PR #237, opened 2022-10-13
Solution

Apollonia5:
[DEMO LINK](https://Apollonia5.github.io/react_keyboard/)

### DIFF
--- a/src/App.tsx
+++ b/src/App.tsx
@@ -1,7 +1,42 @@
-import React from 'react';
+import { Component } from 'react';
 
-export const App: React.FC = () => (
-  <div className="App">
-    <p className="App__message">The last pressed key is [Enter]</p>
-  </div>
-);
+type State = {
+  pressedKey: boolean;
+  keyName: string;
+};
+
+export class App extends Component<{}, State> {
+  state: State = {
+    pressedKey: false,
+    keyName: '',
+  };
+
+  componentDidMount() {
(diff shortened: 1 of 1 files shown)


src/App.tsx
```diff
@@ -1,7 +1,42 @@
...
-  </div>
-);
+type State = {
+  pressedKey: boolean;
+  keyName: string;
+};
+
+export class App extends Component<{}, State> {
+  state: State = {
+    pressedKey: false,
```
OleksiiBlezniuk, line 10: why do you need this state?
just save keyName and render it if exists

src/App.tsx
```diff
@@ -1,7 +1,42 @@
...
+
+  componentDidMount() {
+    document.addEventListener('keydown', this.pressKey);
+  }
+
+  componentWillUnmount() {
+    document.removeEventListener('keydown', this.pressKey);
+  }
+
+  pressKey = (event: KeyboardEvent) => {
```
OleksiiBlezniuk, line 22:
```suggestion
  handleKeyPress = (event: KeyboardEvent) => {
```

OleksiiBlezniuk: Ususally we use `handle` or `handler` word in event handler functions

OleksiiBlezniuk (changes requested):

OleksiiBlezniuk (approved):

PR #239, opened 2022-10-13
Develop

vladimir-dublya:
https://vladimir-dublya.github.io/react_keyboard/

### DIFF
--- a/src/App.tsx
+++ b/src/App.tsx
@@ -1,7 +1,37 @@
-import React from 'react';
+import { Component } from 'react';
 
-export const App: React.FC = () => (
-  <div className="App">
-    <p className="App__message">The last pressed key is [Enter]</p>
-  </div>
-);
+type State = {
+  key: string | null
+};
+
+export class App extends Component<{}, State> {
+  state = {
+    key: null,
+  };
+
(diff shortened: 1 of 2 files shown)


src/App.tsx
```diff
@@ -1,7 +1,37 @@
...
+    });
+  };
+
+  render() {
+    const { key } = this.state;
+
+    return (
+      <div>
+        {key
+          ? `The last pressed key is ${key}`
```
Andrew-Skoryk, line 32: `The last pressed key is [${key}]`

Andrew-Skoryk (approved):
GJ! I Would recommend changing the demo link and adding '[]' to fix tests results

src/App.tsx
```diff
@@ -1,7 +1,37 @@
...
-    <p className="App__message">The last pressed key is [Enter]</p>
-  </div>
-);
+type State = {
+  key: string | null
+};
+
+export class App extends Component<{}, State> {
+  state = {
+    key: null,
```
Anna-Tkachenko, line 9: will be better to use empty string here instead of null

Anna-Tkachenko (approved):

PR #242, opened 2022-10-13
Component keyboard has been created

iam-datsenko:
[DEMO LINK](https://iam-datsenko.github.io/react_keyboard/)

### DIFF
--- a/src/App.tsx
+++ b/src/App.tsx
@@ -10,14 +10,14 @@ export class App extends Component<{}, State> {
   };
 
   componentDidMount() {
-    document.addEventListener('keyup', this.hendleKeyboard);
+    document.addEventListener('keyup', this.handleKeyboard);
   }
 
   componentWillUnmount() {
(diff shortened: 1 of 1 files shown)


OleksandrGlulhovskiy (commented):
GJ!

src/App.tsx
```diff
@@ -1,7 +1,37 @@
...
+  componentDidMount() {
+    document.addEventListener('keyup', (event: KeyboardEvent) => {
+      this.setState({ key: event.key });
+    });
+  }
+
+  componentWillUnmount() {
+    document.removeEventListener('keyup', (event: KeyboardEvent) => {
+      this.setState({ key: event.key });
+    });
```
Anna-Tkachenko, line 21: it won't work
you should create separate function as listener, and add and delete the same function in both of methods

Anna-Tkachenko (changes requested):

Anna-Tkachenko (approved):
Good job!

PR #249, opened 2022-10-14
created App component with keyboard click handler

ArtemHulkoDev:
[DEMO LINK](https://ArtemHulkoDev.github.io/react_keyboard/)

### DIFF
--- a/src/App.tsx
+++ b/src/App.tsx
@@ -1,7 +1,29 @@
 import React from 'react';
 
-export const App: React.FC = () => (
-  <div className="App">
-    <p className="App__message">The last pressed key is [Enter]</p>
-  </div>
-);
+export class App extends React.Component {
+  state = {
+    pressedKey: 'Nothing was pressed yet',
+  };
+
+  componentDidMount() {
+    document.addEventListener('keyup', this.pressedKeyHandler);
+  }
+
+  componentWillUnmount() {
+    document.removeEventListener('keyup', this.pressedKeyHandler);
+  }
+
+  pressedKeyHandler = (event: KeyboardEvent) => {
+    this.setState({ pressedKey: `The last pressed key is [${event.key}]` });
+  };
+
+  render() {
+    const { pressedKey } = this.state;
+
+    return (
+      <div className="App">
+        <p className="App__message">{pressedKey}</p>
+      </div>
+    );
+  }
+}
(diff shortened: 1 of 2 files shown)


xiimiik (approved):
Greate!

src/App.tsx
```diff
@@ -1,7 +1,29 @@
 import React from 'react';
 
-export const App: React.FC = () => (
-  <div className="App">
-    <p className="App__message">The last pressed key is [Enter]</p>
-  </div>
-);
+export class App extends React.Component {
+  state = {
+    pressedKey: 'Nothing was pressed yet',
```
Anna-Tkachenko, line 5: you should store only key value in state, not full text message

Anna-Tkachenko (changes requested):

src/App.tsx
ArtemHulkoDev: fixed)

src/App.tsx
```diff
@@ -1,7 +1,31 @@
...
 
-export const App: React.FC = () => (
-  <div className="App">
-    <p className="App__message">The last pressed key is [Enter]</p>
-  </div>
-);
+export class App extends React.Component {
+  state = {
+    pressedKey: null,
+  };
```
Anna-Tkachenko, line 6: create type for the state

src/App.tsx
```diff
@@ -1,7 +1,31 @@
...
+    this.setState({ pressedKey: event.key });
+  };
+
+  render() {
+    const { pressedKey } = this.state;
+
+    return (
+      <div className="App">
+        <p className="App__message">
+          {(pressedKey && `The last pressed key is [${pressedKey}]`) || 'Nothing was pressed yet'}
```
Anna-Tkachenko, line 26: use ternary operator here

Anna-Tkachenko (changes requested):

src/App.tsx
ArtemHulkoDev: done

src/App.tsx
ArtemHulkoDev: done

src/App.tsx
```diff
@@ -1,7 +1,39 @@
...
-    <p className="App__message">The last pressed key is [Enter]</p>
-  </div>
-);
+type State = {
+  pressedKey: string | null;
+};
+
+export class App extends React.Component<{}, State> {
+  state: Readonly<State> = {
+    pressedKey: null,
```
Anna-Tkachenko, line 9: will be better to use empty string here

Anna-Tkachenko (approved):
⭐️

PR #250, opened 2022-10-14
keyboard was implemented

dsydorenko534:
[DEMO LINK](https://dsydorenko534.github.io/react_keyboard/)

### DIFF
--- a/src/App.tsx
+++ b/src/App.tsx
@@ -1,7 +1,39 @@
-import React from 'react';
+import { Component } from 'react';
 
-export const App: React.FC = () => (
-  <div className="App">
-    <p className="App__message">The last pressed key is [Enter]</p>
-  </div>
-);
+type State = {
+  key: string,
+};
+
+export class App extends Component<{}, State> {
+  state = {
+    key: '',
+  };
+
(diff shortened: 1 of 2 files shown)


src/App.tsx
```diff
@@ -1,7 +1,39 @@
...
+
+  componentWillUnmount() {
+    document.removeEventListener('keyup', this.Pressedkey);
+  }
+
+  Pressedkey = (event: KeyboardEvent) => {
+    if (event.key) {
+      this.setState({ key: event.key });
+    }
+  };
```
iPanda177, line 24: you don't need `if` here

src/App.tsx
```diff
@@ -1,7 +1,39 @@
...
+
+  render() {
+    return (
+      <div className="App">
+        <p className="App__message">
+          {
+            this.state.key
+              ? `The last pressed key is [${this.state.key}]`
```
iPanda177, line 32: use destructuring and put value into a variable

iPanda177 (changes requested):
Cool that you added some styles!)
Left you some small comments

PR #274, opened 2022-10-17
added RCC with key listener

igor-1987:
[DEMO LINK](https://igor-1987.github.io/react_keyboard/)

### DIFF
--- a/src/App.tsx
+++ b/src/App.tsx
@@ -1,7 +1,33 @@
-import React from 'react';
+import { Component } from 'react';
 
-export const App: React.FC = () => (
-  <div className="App">
-    <p className="App__message">The last pressed key is [Enter]</p>
-  </div>
-);
+type State = {
+  pressedKey: string
+};
+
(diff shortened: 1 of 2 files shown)


xiimiik (approved):
Greate!

src/App.tsx
```diff
@@ -1,7 +1,33 @@
...
-    <p className="App__message">The last pressed key is [Enter]</p>
-  </div>
-);
+type State = {
+  pressedKey: string
+};
+
+export class App extends Component<{}, State> {
+  state = {
+    pressedKey: 'Nothing was pressed yet',
```
Anna-Tkachenko, line 9: you should store only key value in state, not full message

Anna-Tkachenko (changes requested):

src/App.tsx
igor-1987: Ok, done.

Anna-Tkachenko (approved):
⭐️

PR #281, opened 2022-10-17
react keyboard

Arsen-Shpak:
[DEMO LINK](https://Arsen-Shpak.github.io/react_keyboard/)

### DIFF
--- a/src/App.tsx
+++ b/src/App.tsx
@@ -1,7 +1,37 @@
 import React from 'react';
 
-export const App: React.FC = () => (
-  <div className="App">
-    <p className="App__message">The last pressed key is [Enter]</p>
-  </div>
-);
+type State = {
+  key: string;
+};
+
+export class App extends React.Component<{}, State> {
+  state: Readonly<State> = {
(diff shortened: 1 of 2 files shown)


src/App.tsx
```diff
@@ -1,7 +1,37 @@
...
+
+  render() {
+    const { key } = this.state;
+
+    return (
+      <div className="App">
+        <p className="App__message">
+          {key === ''
+            ? 'Nothing was pressed yet'
+            : `The last pressed key is [${key}]`}
```
igor-1987, line 32: I guess the better way is to manage this text depending directly from on the state value, not to make additional statement.

igor-1987 (approved):

src/App.tsx
OleksiiBlezniuk, line 32:
```suggestion
          {!key
            ? 'Nothing was pressed yet'
            : `The last pressed key is [${key}]`}
```

OleksiiBlezniuk (approved):

PR #287, opened 2022-10-18
solution

Yaroslav-Radchuk:
[DEMO LINK](https://Yaroslav-Radchuk.github.io/react_keyboard/)

### DIFF
--- a/src/App.tsx
+++ b/src/App.tsx
@@ -1,7 +1,39 @@
-import React from 'react';
+import { Component } from 'react';
 
-export const App: React.FC = () => (
-  <div className="App">
-    <p className="App__message">The last pressed key is [Enter]</p>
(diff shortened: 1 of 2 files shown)


src/App.tsx
```diff
@@ -1,7 +1,39 @@
-import React from 'react';
+import { Component } from 'react';
 
-export const App: React.FC = () => (
-  <div className="App">
-    <p className="App__message">The last pressed key is [Enter]</p>
-  </div>
-);
+type State = {
+  pressedKey: string,
```
tetiana-ivanchenko, line 4: if here you don't save key, but some message, it would be better raname this property more explicit

tetiana-ivanchenko (approved):

PR #294, opened 2022-10-21
react_keyboard

Blenemy:
[DEMO LINK](https://Blenemy.github.io/react_keyboard/)

### DIFF
--- a/src/App.tsx
+++ b/src/App.tsx
@@ -1,7 +1,36 @@
+// import { prependOnceListener } from 'process';
 import React from 'react';
 
-export const App: React.FC = () => (
-  <div className="App">
-    <p className="App__message">The last pressed key is [Enter]</p>
-  </div>
-);
+type State = {
+  pressedKey: string,
+};
+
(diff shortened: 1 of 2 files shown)


loralevitska (changes requested):
good job! almost done. But your solution have some difference between example working version. For example try to use `Tab` on your app and [working version](https://mate-academy.github.io/react_keyboard/)

fix your handler
image

src/App.tsx
```diff
@@ -1,7 +1,36 @@
...
+
+  componentDidMount(): void {
+    document.addEventListener('keyup', this.handleEvent);
+  }
+
+  componentWillUnmount(): void {
+    document.removeEventListener('keyup', this.handleEvent);
+  }
+
+  handleEvent = (event: KeyboardEvent) => {
```
polosanya, line 21: Better to clarify which event

polosanya (approved):
Good job! I'm approving it, but please pay attention to my comment

PR #295, opened 2022-10-21
react_keyboard

zhenija:
[DEMO LINK](https://zhenija.github.io/react_keyboard/)

### DIFF
--- a/src/App.tsx
+++ b/src/App.tsx
@@ -1,7 +1,37 @@
 import React from 'react';
 
-export const App: React.FC = () => (
-  <div className="App">
-    <p className="App__message">The last pressed key is [Enter]</p>
-  </div>
-);
+type State = {
+  pressedKey: string,
+};
+
+export class App extends React.Component<{}, State> {
+  state = {
+    pressedKey: '',
+  };
+
+  componentDidMount() {
+    document.addEventListener('keyup', this.pressKey);
+  }
+
+  componentWillUnmount() {
+    document.removeEventListener('keyup', this.pressKey);
+  }
+
+  pressKey = ((event: KeyboardEvent) => {
+    this.setState({ pressedKey: event.key });
+  });
+
+  render() {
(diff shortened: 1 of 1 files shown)


src/App.tsx
```diff
@@ -1,7 +1,37 @@
...
+    document.addEventListener('keyup', this.pressKey);
+  }
+
+  componentWillUnmount() {
+    document.removeEventListener('keyup', this.pressKey);
+  }
+
+  pressKey = ((event: KeyboardEvent) => {
+    this.setState({ pressedKey: event.key });
+  });
```
polosanya, line 22: Don't use a function before declaration. Move it above life cycle methods.
Also please change the name, because for now `pressKey` and `pressedKey` look almost the same and can be easily confused.
```suggestion
  handlePressKey = ((event: KeyboardEvent) => {
    this.setState({ pressedKey: event.key });
  });
```

polosanya (changes requested):
Good job! Please check my comments that may help you to improve your code)

src/App.tsx
zhenija: I fixed it, thanks! But with function i had to add an 'eslint-disable-next-line'.
image

src/App.tsx
```diff
@@ -1,7 +1,38 @@
...
+
+export class App extends React.Component<{}, State> {
+  state = {
+    pressedKey: '',
+  };
+
+  // eslint-disable-next-line react/sort-comp
+  handlePressKey = ((event: KeyboardEvent) => {
+    this.setState({ pressedKey: event.key });
+  });
```
polosanya, line 15:
```suggestion
  handlePressKey = (event: KeyboardEvent) => {
    this.setState({ pressedKey: event.key });
  };
```

polosanya (changes requested):
Eslint tells you to move your funciton below componentDidUnmount.
Don't ignore it's advices)
image

PR #302, opened 2022-10-30
Solution

Viktorianeimesh:
[DEMO LINK](https://Viktorianeimesh.github.io/react_keyboard/)

### DIFF
--- a/src/App.tsx
+++ b/src/App.tsx
@@ -1,7 +1,37 @@
-import React from 'react';
+import { Component } from 'react';
 
-export const App: React.FC = () => (
-  <div className="App">
-    <p className="App__message">The last pressed key is [Enter]</p>
-  </div>
-);
+export class App extends Component {
+  state = {
+    pressedKey: false,
+    keySymbol: '',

━━━━

Find the string "same" in the records, then copy each line where it occurs.

Your response.
you should create separate function as listener, and add and delete the same function in both of methods
Also please change the name, because for now `pressKey` and `pressedKey` look almost the same and can be easily confused.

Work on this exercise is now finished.